My house was built in 1919 and I was surprised to find that it is constructed with brick walls, rather than 2x4 or 2x6 studs. The exterior has a brick veneer and the inside walls are made up of red clay tile like bricks that are 4" thick. The walls are essentially uninsulated ..... not good in Minnesota.

I would like to insulate the walls by using construction adhesive to attach 2" polystyrene directly to the interior brick wall, and then use construction adhesive to attach the sheet rock to the polystyrene. The wall is above grade and moisture is not an issue. This would allow me to avoid drilling/screwing into the brick - when I replaced windows, the brick crumbled when I tried to use Tapcon screws. The thermal bridge that 2x2 stud wall would create is also avoided. 

Questions: 
1. Is construction adhesive adequate to hold up the polystyrene and sheet rock? 

2. Are there better or easier ways to do this project? 

I appreciate any thoughts and recommendations you have


----------



## Tom Struble (Dec 29, 2008)

interesting .. my first thought is you should have a 1'' airspace between the brick and the foam

but i may be way off base here


----------



## concretemasonry (Oct 10, 2006)

Are you sure the wall is a real brick veneer or is it a thicker bonded structural wall of clay tile and brick? Are you sure the clay tile "bricks" are only 4" thick?

Are your current heating costs out of line, assuming you have done whatever is necessary for the roof and window caulking?

I had a magnificent masonry home (built in 1917) in St.
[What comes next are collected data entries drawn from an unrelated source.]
Issue #985, opened 2021-10-18
Update "Create PO" action with updated workflows and payload


shannynalayna:
Currently, the Create po payloads have the additional `workflow_status` and `alternate-ids` fields. The built-in workflows have also been updated to add constraints. 

The create po action implementation does not consider the workflow status, constraints, or alternate IDs available in the payload. This action must be implemented to consider these additional fields.

PR #1009, opened 2021-11-01
Update po create action

leebradley:
Addresses https://github.com/hyperledger/grid/issues/985

### DIFF
--- a/contracts/purchase_order/src/handler.rs
+++ b/contracts/purchase_order/src/handler.rs
@@ -271,6 +271,7 @@ fn create_purchase_order(
         .with_uid(po_uid.to_string())
         .with_versions(versions)
         .with_workflow_status(payload.workflow_status().to_string())
+        .with_alternate_ids(payload.alternate_ids().to_vec())
         .with_created_at(payload.created_at())
         .with_is_closed(false)
         .with_buyer_org_id(buyer_org_id)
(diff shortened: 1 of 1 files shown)


contracts/purchase_order/src/handler.rs
```diff
@@ -153,11 +153,49 @@ fn create_purchase_order(
...
+                        agent.org_id(),
+                        payload_version.workflow_status()
+                    )));
+            }
+
+            let payload_revision = payload_version.revision();
+
             let revision = PurchaseOrderRevisionBuilder::new()
                 .with_revision_id(payload_revision.revision_id())
                 .with_submitter(signer.to_string())
```
shannynalayna, line 207: I've been thinking about this field, and I think it should be `payload_revision.submitter()` rather than taking the signer directly.

contracts/purchase_order/src/handler.rs
```diff
@@ -27,6 +27,7 @@ cfg_if! {
     }
 }
 
+use super::payload::validate_create_po_payload;
```
shannynalayna, line 30: Once #1017 is merged, this commit will be unnecessary, though I think this is a non-blocking comment if this one gets approved first, then 1017 should update this func to remove the redundant validation

leebradley: @shannynalayna Cool. Updated to remove the commits that added validation

shannynalayna (approved):

dnewh (approved):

Paul, Minnesota that was 10" clay tile/block with stucco and they were common in the more prosperous areas (especially with European immigrants, since wood was sign of inferior construction) because of the permanence and reasonable energy cost and superior comfort. My home had a newer gas fired circulating boiler that ran once or twice a day because of the thermal inertial of the walls and the cast iron radiators. - It was sized by HVAC contractor that did not understand the benefits of thermal mass.
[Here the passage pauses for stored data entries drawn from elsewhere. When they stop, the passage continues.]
PR #1016, opened 2021-11-03
Update `add` method in state to consider updates

shannynalayna:
This change updates the `set_purchase_order_version` method in the
purchase order state module to consider if a purchase order version is
being updated. This means, when the po is fetched from state, the method
will now check to see if a version with the same ID exists in the list
and then it is removed and re-inserted with the updated version.
Otherwise, a new version is simply added to the end of the purchase
order's `versions` list.

### DIFF
--- a/contracts/purchase_order/src/state.rs
+++ b/contracts/purchase_order/src/state.rs
@@ -183,9 +183,26 @@ impl<'a> PurchaseOrderState<'a> {
                 po_uid
             ))),
         }?;
+
         // Add the `PurchaseOrderVersion` to the purchase order
         let mut versions = orig_po.versions().to_vec();
-        versions.push(purchase_order_version);
+        let vers_index = versions
+            .iter()
+            .position(|vers| vers.version_id() == purchase_order_version.version_id());
+        match vers_index {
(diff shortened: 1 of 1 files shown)


contracts/purchase_order/src/state.rs
```diff
@@ -185,7 +185,27 @@ impl<'a> PurchaseOrderState<'a> {
         }?;
         // Add the `PurchaseOrderVersion` to the purchase order
         let mut versions = orig_po.versions().to_vec();
-        versions.push(purchase_order_version);
+        let mut vers_index = None;
```
dnewh, line 188: Like @leebradley mentioned, this could use `.position` to avoid making it mutable

dnewh (changes requested):

contracts/purchase_order/src/state.rs
shannynalayna: Alright I updated that part to use position

leebradley (approved):

dnewh (approved):

agunde406 (approved):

If you use the correct adhesives there should be no problem. If you are paranoid and influenced by the pink panther, who is afraid of moisture and real insulation properties, there are ways to sooth that mania. The air gaps to separate a proven exterior wall from the interior are necessary because the thermal and moisture conditions are different that you consider for shoddy lightweight construction.

Dick


----------



## 29er (Mar 9, 2009)

Concretemasonry, it sounds like you have an interesting house with character. We looked at a lot of houses and settled on an old house because the woodwork and feel. 

A 1-2" gap exists between the exterior brick veneer and the inside clay tile/block. The dimensions of the inside bricks are 12x12 and 4" thick.

I have lived in this house 2 winters and have used a wood burning fireplace insert that supplies a significant amount of the heat. I do not really have a good way to gauge my fuel consumption. 

I checked with Liquid Nails and their low voc heavy duty construction adhesive can be used with polystyrene, brick and drywall.


----------